Department store giant Myer’s decision to cull over 100 of its popular brands today sends a strong message to rivals that it’s back in the game, while any simmering retail war with competitors should result in a positive uplift for agencies.
Myer today announced that it had followed David Jones’ lead and culled a large number of brands primarily in the fashion, footwear and homewares space.
Reports say the struggling retailer wants more mid-range brands at the expense of the cheap or the expensive and will favour the likes of Country Road, Marcs, Calvin Klein and FCUK.
The move is largely seen as an attempt to re-establish its core market and compete against its more up-market rival DJs and the plethora of overseas players – H&M, Zara and Uniqlo – that have arrived recently to grab a large piece of the local retail pie.
A criticism of both department stores is that they carry far too great a range for the foot traffic their stores receive. It’s also doubtful that brands that have been punted from the department stores and don’t have their own retail networks will find a home anywhere else.
One agency boss who spoke to B&T on the guarantee of anonymity (one of the players is a major client) agreed Myer had to do something. “You just get no confidence from what Myer is trying to do in the market at the moment,” he said.
“DJs appears to have a better vision where the market is at. Myer have been beaten into the middle-ground and that can be no-man’s land. You’re not budget or not upmarket and you don’t have a very clear positioning. David Jones has always had a more premium approach and that’s starting to show some green shoots for them and they have their digital game face on, and it feels like they’re doing a better job.”
And could any pending war in the retail space translate to added spend for media agencies?
“The two majors will continue to spend money… they’ll continue to go head to head,” he said “How that plays out exactly for agencies remains to be seen. Will it increase spends? It could do, yes.
“The said, fashion brands in Australia have never been great spenders. It’s certainly not like the FMCG brands that are just a much bigger business than fashion ever has been. Fashion brands typically use design companies over ad agencies in any case.

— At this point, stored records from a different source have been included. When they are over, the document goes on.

PR #286, opened 2022-11-22
Restore previous MDA settings after acquisition

### LINKED ISSUE #253: recOrder acquisitions modify the MDA window
recOrder relies on the MDA to acquire phase and birefringence and as a result modifies the MDA settings.

For example, the user may be using the MDA to acquire Cy3 and Cy5 channels. Then if they snap a biref image, recOrder will modify the MDA channels to State0, State1, etc. It will be nice if recOrder remembers the previous MDA settings and changes back to them after finishing the snap.

ziw-liu:
Fix #253

### DIFF
--- a/recOrder/acq/acq_functions.py
+++ b/recOrder/acq/acq_functions.py
@@ -4,6 +4,7 @@ import os
 from waveorder.io.reader import WaveorderReader
 import time
 import glob
+from pycromanager import Studio
 
 
 def generate_acq_settings(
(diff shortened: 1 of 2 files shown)


talonchandler:
I just tested and found that this works as expected **when the MDA window is closed**. 

**Working test**
1) Open the MDA window, set a bunch of custom settings, close the MDA window
2) Run an acquisition in recOrder
3) Reopen the MDA window in MM and see that all of the custom settings were saved.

“I don’t think this will have the impact (on Adland) that the supermarkets screwing their FMCG clients on price has had on their marketing spends.”
But is a tit-for-tat war between DJs and Myer a misguided one when the real enemy appears to be these new budget-priced interlopers that have arrived on Australian shores recently? It’s much like the Coles and Woolies stoush in recent years where the two have only recently woken-up to the fact the real enemy has been ALDI all along?
“Wars between whoever aside, I think the two should just deliver what their customers want. I think you’re in trouble when your decision making is based on what your competitors are doing.
“There’s been some great retailers who’ve been able to transform themselves. Think John Lewis in the UK or any number of retailers who’ve managed to remain relevant despite all the changes in technology and different brands and different models coming into their space. There’s still a role for these big department stores, they just need to have an experience that’s worth going into the store for.
“But I’d be more fearful for where Myer is going than DJs. DJs just seems to have a better grasp on where it wants to go strategically than Myer. You just don’t get that sort of confidence from what Myer is trying to do in the market at the moment. David Jones just seems a bit more buoyant,” he said.